“This is where I wanted to be, and this is where I am.”
Brian Schaab feels lucky to be a part of Pine Tree Society’s Communication Pathways team.
“Two years ago, I met Linda Bonnar-Ivery and knew Pine Tree Society was where I wanted to work once I became a speech-language pathologist.”
Linda is the director of Pine Tree Society’s Communication Pathways program and knows first-hand how committed you have to be to earn a speech-language pathologist certification.
“Becoming a speech-language pathologist is a pretty big goal. It takes six years of school and a minimum of nine months of full-time supervision before you can be affiliated with the American Speech and Hearing Association and earn your certification to become a full-fledged speech-language pathologist.”
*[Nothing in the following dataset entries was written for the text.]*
PR #627, opened 2026-06-08
Enhanced reflection

renezander90:
**Description:**
This PR refines the reflection operator primitive in `qrisp`. It updates the function signature with more precise type hinting and enhances its documentation for better clarity on how it operates across different quantum variable types (single variables, arrays, lists, tuples).

**Changes:**
*   **reflection.py**:
    *   Updated parameter type hints in the `reflection` function to support modern Python typing and handle various input structures (`QuantumVariable`, `QuantumArray`, `Sequence`).
    *   Improved docstrings for better readability and corrected a typo ("refection" -> "reflection").

**Tests:**
The following new tests have been added to test_reflection.py to ensure the reflection primitive works correctly across different input types:
*   `test_reflection_quantum_variable`: Validates reflection with a single `QuantumVariable`.
*   `test_reflection_quantum_array`: Validates reflection when the input is a `QuantumArray`.
*   `test_reflection_list_quantum_variable`: Tests reflection using a list of `QuantumVariables`.
*   `test_reflection_tuple_quantum_variable`: Tests reflection using a tuple of `QuantumVariables`.
*   `test_reflection_list_quantum_varaible_quantum_array`: Validates mixed input types (list containing both `QuantumVariable` and `QuantumArray`).
*   `test_jasp_reflection`: Verifies the primitive's functionality within the JASP environment.

### DIFF
--- a/src/qrisp/alg_primitives/reflection.py
+++ b/src/qrisp/alg_primitives/reflection.py
@@ -17,8 +17,8 @@
 """
 
 from collections.abc import Callable, Sequence
-import numpy as np
 from typing import Any
+import numpy as np
 
 from qrisp import (
     QuantumArray,
@@ -64,7 +64,7 @@ def reflection(
     state_function : Callable, optional
         A Python function ``state_function(*qargs, *args, **kwargs)`` preparing the state $\ket{\psi}$ in variables ``qargs`` around which to reflect.
         By default, the reflection is performed around the $\ket{0}$ state.
-    args : Sequence, optional
+    args : Sequence[Any], optional
         Additional arguments for the state function.
     kwargs : dict, optional
         Keyword arguments for the state function.
@@ -191,7 +191,8 @@ def reflection(
     if reflection_indices is None:
         reflection_indices = range(len(flattened_qargs))
 
-    qubits = sum([flattened_qargs[i].reg for i in reflection_indices], [])
+    indices = reflection_indices if reflection_indices is not None else range(len(flattened_qargs))
+    qubits = [q for i in indices for q in flattened_qargs[i].reg]
 
     # Reflection around |0> state
     def inner_reflection(qubits, phase):
--- a/src/qrisp/alg_primitives/reflection.py
+++ b/src/qrisp/alg_primitives/reflection.py
@@ -188,9 +188,6 @@ def reflection(
         else:
             raise TypeError("Arguments must be of type QuantumVariable or QuantumArray")
 
-    if reflection_indices is None:
-        reflection_indices = range(len(flattened_qargs))
-
     indices = reflection_indices if reflection_indices is not None else range(len(flattened_qargs))
     qubits = [q for i in indices for q in flattened_qargs[i].reg]
 
--- a/src/qrisp/alg_primitives/reflection.py
+++ b/src/qrisp/alg_primitives/reflection.py
@@ -189,7 +189,7 @@ def reflection(
             raise TypeError("Arguments must be of type QuantumVariable or QuantumArray")
 
     indices = reflection_indices if reflection_indices is not None else range(len(flattened_qargs))
-    qubits = [q for i in indices for q in flattened_qargs[i].reg]
+    qubits = sum([flattened_qargs[i].reg for i in indices], [])
 
     # Reflection around |0> state
     def inner_reflection(qubits, phase):
--- a/src/qrisp/alg_primitives/reflection.py
+++ b/src/qrisp/alg_primitives/reflection.py
@@ -16,7 +16,10 @@
 ********************************************************************************
 """
 
+from collections.abc import Callable, Sequence
 import numpy as np
+from typing import Any
+
 from qrisp import (
     QuantumArray,
     QuantumVariable,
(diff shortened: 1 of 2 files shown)


src/qrisp/alg_primitives/reflection.py
```diff
@@ -16,7 +16,10 @@
 ********************************************************************************
 """
 
+from collections.abc import Callable, Sequence
 import numpy as np
+from typing import Any
```
PietropaoloFrisoni, line 20:
```suggestion
from collections.abc import Callable, Sequence
from typing import Any
import numpy as np
```

src/qrisp/alg_primitives/reflection.py
```diff
@@ -51,18 +59,18 @@ def reflection(
...
-    qargs : QuantumVariable | QuantumArray | list[QuantumVariable | QuantumArray]
-        The (list of) QuantumVariables representing the state to apply the reflection on.
-    state_function : function, optional
+    qargs : QuantumVariable | QuantumArray | Sequence[QuantumVariable | QuantumArray]
+        The quantum variable, array, or collection thereof on which the reflection is performed.
+    state_function : Callable, optional
         A Python function ``state_function(*qargs, *args, **kwargs)`` preparing the state $\ket{\psi}$ in variables ``qargs`` around which to reflect.
         By default, the reflection is performed around the $\ket{0}$ state.
-    args : tuple, optional
+    args : Sequence, optional
```
PietropaoloFrisoni:
```suggestion
    args : Sequence[Any], optional
```

Optional suggestion

src/qrisp/alg_primitives/reflection.py
PietropaoloFrisoni:
```suggestion
    indices = reflection_indices if reflection_indices is not None else range(len(flattened_qargs))
    qubits = [q for i in indices for q in flattened_qargs[i].reg]
```

Instead of building the qubit list by repeatedly concatenating lists (O(n²) in the number of qubits), this flat comprehension is O(n).

PietropaoloFrisoni (commented):
🚀

src/qrisp/alg_primitives/reflection.py
```diff
@@ -177,7 +191,8 @@ def perturbed_ghz(qv, a, b):
     if reflection_indices is None:
         reflection_indices = range(len(flattened_qargs))
```
renezander90:
```suggestion
```

src/qrisp/alg_primitives/reflection.py
renezander90: I reverted to `qubits = sum([flattened_qargs[i].reg for i in indices], [])`. The testing pipeline otherwise got stuck in the `qsp_tests`. Claude's explanation is:

In JASP tracing mode, `QuantumVariable.reg` is a `DynamicQubitArray`, not a plain Python `list`. `DynamicQubitArray` wraps a JAX tracer and implements `__add__` / `__radd__` to **fuse the underlying tracer** (via `fuse_qb_array`), returning another `DynamicQubitArray`.

### Why `sum(...)` is fast

```python
sum([flattened_qargs[i].reg for i in indices], [])
```

The `sum` starts with `[]` (Python list) and calls `DynamicQubitArray.__radd__([])` for each register. This calls `fuse_qb_array` at the JAX primitive level and returns a single `DynamicQubitArray` wrapping a fused abstract qubit array. The result is one `DynamicQubitArray` object with a `.size` property backed by a `get_size` JAX primitive.

When `jlen` sees a `DynamicQubitArray` (not a `list`), it calls `x.size` → `get_size(self.tracer)` — which returns a **static integer** derived from the tracer's abstract value type (known at trace time from the `QuantumVariable`'s declared size).

### Why the list comprehension is slow

```python
[q for i in indices for q in flattened_qargs[i].reg]
```

`DynamicQubitArray.__getitem__` is called for each integer index (via Python's iteration protocol). The result is a **plain Python `list`** of `AbstractQubit` objects. When `jlen` sees a plain `list`, it returns `len(list)` — a static Python int — but this is only as fast as the construction of that list.

The real problem is what happens downstream: `qubits[:-1]` on a plain Python list returns a plain Python list, and `qubits[-1]` returns a single `AbstractQubit`. These are passed to `mcx`. But more critically, the construction of the list by calling `DynamicQubitArray.__getitem__(0)`, `__getitem__(1)`, ... up to `n` times calls `get_qubit(self.tracer, key)` **n individual times**. Each `get_qubit` creates a new JAX primitive binding in the trace. For QSP, `reflection` is called inside `jrange` loops (e.g., `chebyshev` calls it `k//2` times), so `reflection` is unrolled by JAX. If the target quantum variable has `n` qubits, each unrolled call materializes `n` individual `get_qubit` primitives. With high polynomial orders (large `k`) and multi-qubit variables, this creates **O(k × n) individual JAX primitives** per trace, vs **O(1) fused array primitives** with `sum`. The expression graph grows quadratically or worse, consuming memory and time.

### Fix

The `sum` approach is not just stylistically different — it is semantically the correct way to combine `DynamicQubitArray` objects in JASP because it uses their `__radd__` and keeps the result as a single fused abstract array. The list comprehension bypasses this and degenerates into per-qubit indexing operations.

positr0nium: Nice Job Rene & Claude 😊 One minor comment here: It would be even faster to concatenate the DynamicQubitArrays in a tree-like structure. This would reduce the amount of concatenations to log(N) instead of N

PietropaoloFrisoni: Thanks @renezander90 ! Very useful to know indeed

P.S. I admit that this time I didn't try the suggestion locally, but I limited myself to the changed files

PietropaoloFrisoni (approved):
Great stuff

positr0nium:
Ahh one more comment: In the case of a Quantum array, you directly access the flattened DynamicQubitArray through the corresponding attribute 

Edit: I'm wrong, the attribute of the QuantumArray, doesn't always contain the corresponding dynamic qubit array. If the underlying QuantumArray is the result of a slicing, this doesn't hold anymore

Brian is Pine Tree Society’s newest speech-language pathologist, but he’s no stranger to the team. After completing his master’s degree, he completed two years of clinical fellowship training at Pine Tree Society.
Before discovering speech-language pathology was his life’s passion, he set out to be a high school English teacher.
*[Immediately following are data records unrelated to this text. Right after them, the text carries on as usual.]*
PR #639, opened 2026-06-10
Implementing `reviewdog` in `qrisp`

PietropaoloFrisoni:
## Description

Introduces [reviewdog](https://github.com/reviewdog/reviewdog) as a non-blocking CI check on pull requests. When a PR is opened, ruff runs over `src/` and reviewdog posts inline review comments directly on the changed lines in the "Files changed" tab.

The key design constraint is that **only lines introduced in the PR are checked** (`-filter-mode=added`). Pre-existing issues in the codebase are ignored entirely. The check is also **non-blocking** (`-fail-level=none`): it annotates but never prevents a merge.

The motivation is to reduce reviewer time spent on style issues and coding standards that can be caught automatically and consistently by tooling.

## Related Issues

Closes #
Related to #

## Type of Change

- [ ] Bug Fix
- [ ] Performance improvement
- [ ] Documentation
- [x] CI / Build

## Breaking Change?
- [ ] Yes
- [x] No

## What was changed?

- Added `.github/workflows/reviewdog.yml`: triggers on PRs to `main`, installs ruff and reviewdog, runs `ruff check src/ --output-format=rdjson` piped to reviewdog with `filter-mode=added` and `fail-level=none`
- The changed in `src/qrisp/algorithms/grover/grover_tools.py` are just a consequence of formatting.

## How was it tested?

Validated via a draft PR. The workflow ran successfully and produced no false positives (the PR itself only modifies a YAML file, so no Python lines were in scope). A dedicated end-to-end test with a deliberate ruff violation can be done on the next PR that touches Python source files.

## Checklist

## Reviewer Notes

- `filter_mode=added` is the critical guard: reviewdog discards any finding not on a newly added line, so the existing backlog of issues is invisible to this check
- `fail_level=none` means this will never block a merge — it only annotates; the intention is to tighten this once the codebase is in better shape
- Ruff runs with implicit defaults for now; a `[tool.ruff]` config in `pyproject.toml` will be added as part of the upcoming dedicated ruff PR

## Security Review (I asked Claude to do this)

This workflow was reviewed for supply-chain and CI-privilege risks. Summary: **no security concerns identified.**

- **Uses `pull_request`, not `pull_request_target`.** This is the critical safety property: for PRs from forks, GitHub automatically downgrades `GITHUB_TOKEN` to read-only at runtime, regardless of the `permissions:` block declared in the workflow. A fork PR therefore cannot use this token to write anything, even though `pull-requests: write` is requested for same-repo PRs. The dangerous pattern this avoids is `pull_request_target` + checkout of untrusted fork code, which runs attacker-controlled code with a privileged, secret-bearing token.
- **`secrets.GITHUB_TOKEN` scope is minimal.** It's the automatic per-run token (not a personal/org secret), used only so reviewdog can post inline review comments.
- **No execution of untrusted PR content.** `ruff check` only lints the repository's own source; nothing in the pipeline evals or shells out to PR-supplied input.
- **Third-party action pinning.** `reviewdog/action-setup` is pinned to a full commit SHA (not a mutable tag), specifically because its `v1` tag was hijacked in a real supply-chain attack in March 2025 that exfiltrated CI secrets. `actions/checkout` and `actions/setup-python` are pinned to major version tags (`@v7`), consistent with the rest of the repo's workflows.
- **Blast radius is capped even in a worst case.** The check is `continue-on-error: true` and non-blocking (`-fail-level=none`), and now scoped via `paths` to `src/**` and the workflow file itself — it can't silently affect unrelated CI behavior or run on every PR regardless of content.

**Conclusion:** this PR does not weaken CI security posture; it follows the secure `pull_request`-only pattern and pins the one dependency with a known supply-chain incident.


.github/workflows/reviewdog.yml
```diff
@@ -0,0 +1,39 @@
...
+  group: ${{ github.workflow }}-${{ github.ref }}
+  cancel-in-progress: true
+
+permissions:
+  contents: read
+  pull-requests: write
+
+jobs:
+  ruff:
+    name: ruff
```
purva-thakre, line 20: you can directly add this as an action: https://github.com/astral-sh/ruff-action

I am planning to add all the ruff rules next week. you can keep it to the basics for now otherwise the other PRs will have merge conflicts.

PietropaoloFrisoni: Thanks, `astral-sh/ruff-action` is simpler, but it has no `diff-filtering` (or, at least, so it seems to me). 

Implementing it as an action would report all violations across the entire codebase, including pre-existing ones. The `reviewdog` pipe is intentional and `-filter-mode=added` ensures only lines introduced in a PR are checked, which is a hard requirement given the current state of the codebase.

purva-thakre: Ah, gotcha. Then feel free to make the changes you want. I will have to go over the review-dog configuration settings. 

BTW if you have the time, type checking could also be enabled: https://github.com/astral-sh/ty

src/qrisp/algorithms/grover/grover_tools.py
```diff
@@ -16,6 +16,9 @@
 ********************************************************************************
 """
 
+# Test for reviewdog
+import os
+
```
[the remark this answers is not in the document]
PietropaoloFrisoni: Good job!

.github/workflows/reviewdog.yml
```diff
@@ -0,0 +1,39 @@
...
+      - uses: actions/checkout@v5
+
+      - uses: actions/setup-python@v6
+        with:
+          python-version: "3.11"
+
+      - uses: reviewdog/action-setup@v1.5.0
+
+      - name: Install ruff
+        run: pip install ruff
```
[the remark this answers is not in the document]
PietropaoloFrisoni: I think it is reasonable to use the latest `ruff`. My understanding is that a dedicated `ruff` integration PR is planned that will establish the full rule set and configuration. Pinning at that point makes more sense, and I would not postpone this change for this reason

PietropaoloFrisoni:
@renezander90 Thanks for the security update, now we are using the commit SHA instead of the version

purva-thakre:
@PietropaoloFrisoni @positr0nium @renezander90 What is the plan for this tool? Do we want to add this? The PR has been open for quite sometime now....

I wonder if it might be helpful to also add type checking for the changes in a PR without worrying about the entire codebase i.e. I want the workflow to fail if the PR adds new functions that do not have any type hints. The same comment has been made on multiple PRs so far that states 'yes, qrisp lacks type hinting but we want to make sure we add type hints for the new features we add'

positr0nium:
If I recall correctly we benched it because of the risk that the tool could inject malicious suggestions that get approved by a careless reviewer? Couldn't we somehow configure it to only give comments but no suggestions?

PietropaoloFrisoni:
Thanks for bringing this PR back from the dead!

This was discussed (and informally accepted, since no one objected) during one of the Qrisp meetings a few months ago. It was also brought up on Discord, and as far as I remember, we all agreed to proceed with this change (the security aspect that was raised at some point was addressed in [this commit](https://github.com/eclipse-qrisp/Qrisp/pull/639/changes/e271aea02b23301b3e61b85daa22d0b73f0dabbc)). I have been waiting for reviews ever since : )

I do not know if there was further discussion on this while I was away, but as I have emphasized several times, I consider this aspect very important because we currently have no check that verifies the quality of new source code. From my perspective, this PR isn't sufficient at all (in most big libraries, the code must pass very strict quality/coverage tests before the CI turns green), but it is a minimal starting point.

@renezander90 @positr0nium Since we already had many discussions around this back in the day, can we please get this in and close this ticket? If we don't like this for some reason, we can always revert : )

positr0nium (approved):

purva-thakre:
When you were away, only `ruff` as a formatter was added for the entire CI. We are waiting for Niko's students to fix the issues flagged by the linter before we turn it on for the project. So, using reviewdog on ruff as a linter for just the changes in a PR will be helpful. 

Also, if it is not too much to ask, could you please add a type checker to reviewdog? I often have to make a comment about this when reviewing a PR.

PietropaoloFrisoni:
> When you were away, only ruff as a formatter was added for the entire CI. We are waiting for Niko's students to fix the issues flagged by the linter before we turn it on for the project. So, using reviewdog on ruff as a linter for just the changes in a PR will be helpful.

Good, that was exactly the purpose : )

> Also, if it is not too much to ask, could you please add a type checker to reviewdog? I often have to make a comment about this when reviewing a PR.

I can take a look as soon as I have time, but could we please merge this first and then add type hints in a second stage (hoping it does not take to much time)? This PR has been open for > 2 months and we had so many discussions around this :sweat_smile: 

@renezander90 Please let me know if you have further comments or concerns, otherwise I can merge this myself. Thanks!

renezander90 (approved):

PietropaoloFrisoni:
One final check for security before merging (I asked Claude to perform a careful investigation with max reasoning power):

___
This workflow was reviewed for supply-chain and CI-privilege risks. Summary: **no security concerns identified.**

- **Uses `pull_request`, not `pull_request_target`.** This is the critical safety property: for PRs from forks, GitHub automatically downgrades `GITHUB_TOKEN` to read-only at runtime, regardless of the `permissions:` block declared in the workflow. A fork PR therefore cannot use this token to write anything, even though `pull-requests: write` is requested for same-repo PRs. The dangerous pattern this avoids is `pull_request_target` + checkout of untrusted fork code, which runs attacker-controlled code with a privileged, secret-bearing token.
- **`secrets.GITHUB_TOKEN` scope is minimal.** It's the automatic per-run token (not a personal/org secret), used only so reviewdog can post inline review comments.
- **No execution of untrusted PR content.** `ruff check` only lints the repository's own source; nothing in the pipeline evals or shells out to PR-supplied input.
- **Third-party action pinning.** `reviewdog/action-setup` is pinned to a full commit SHA (not a mutable tag), specifically because its `v1` tag was hijacked in a real supply-chain attack in March 2025 that exfiltrated CI secrets. `actions/checkout` and `actions/setup-python` are pinned to major version tags (`@v7`), consistent with the rest of the repo's workflows.
- **Blast radius is capped even in a worst case.** The check is `continue-on-error: true` and non-blocking (`-fail-level=none`), and now scoped via `paths` to `src/**` and the workflow file itself — it can't silently affect unrelated CI behavior or run on every PR regardless of content.

**Conclusion:** this PR does not weaken CI security posture; it follows the secure `pull_request`-only pattern and pins the one dependency with a known supply-chain incident.
___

“I studied linguistics and language and became fascinated with how complex language is and how humans are wired to use it.”
That naturally developed into a fascination with communication in general and, in graduate school, he focused on language and literacy disorders.
“Brian has a love for literacy which gives him a unique perspective on communication. The field of speech-language pathology covers a lot of areas and reading comprehension is an important piece.”
The desire to share what he knows and help people communicate is what drew him to this line of work.
To be successful as a speech language pathologist you need to have a true passion to make difference and the innate desire to help someone build their communication skills.
You also need patience.
“When someone can’t talk or communicate, it’s frustrating for everyone and you need to be able to discover what the barrier is and figure out how to help the person get over that barrier,” explains Linda.
The goal is to help each person learn to communicate in as efficient and effective a way as they possibly can. That can include non-verbal communication.
“For example, if a child is not going to talk, they might need an augmentive device or another way to communicate. Our job is to help each individual child communicate in as efficient and effective a way as they can.”
The non-verbal population is not who Brian initially set out to work with. But he soon found it to be his calling.
“Once I started it, I loved it.”
Being open to new experiences is one of Brian’s many strengths and he loves working with people with all different communication styles.
“I feel lucky to be a part of Pine Tree Society’s Communication Pathways team. I think they are the very best team in the world.”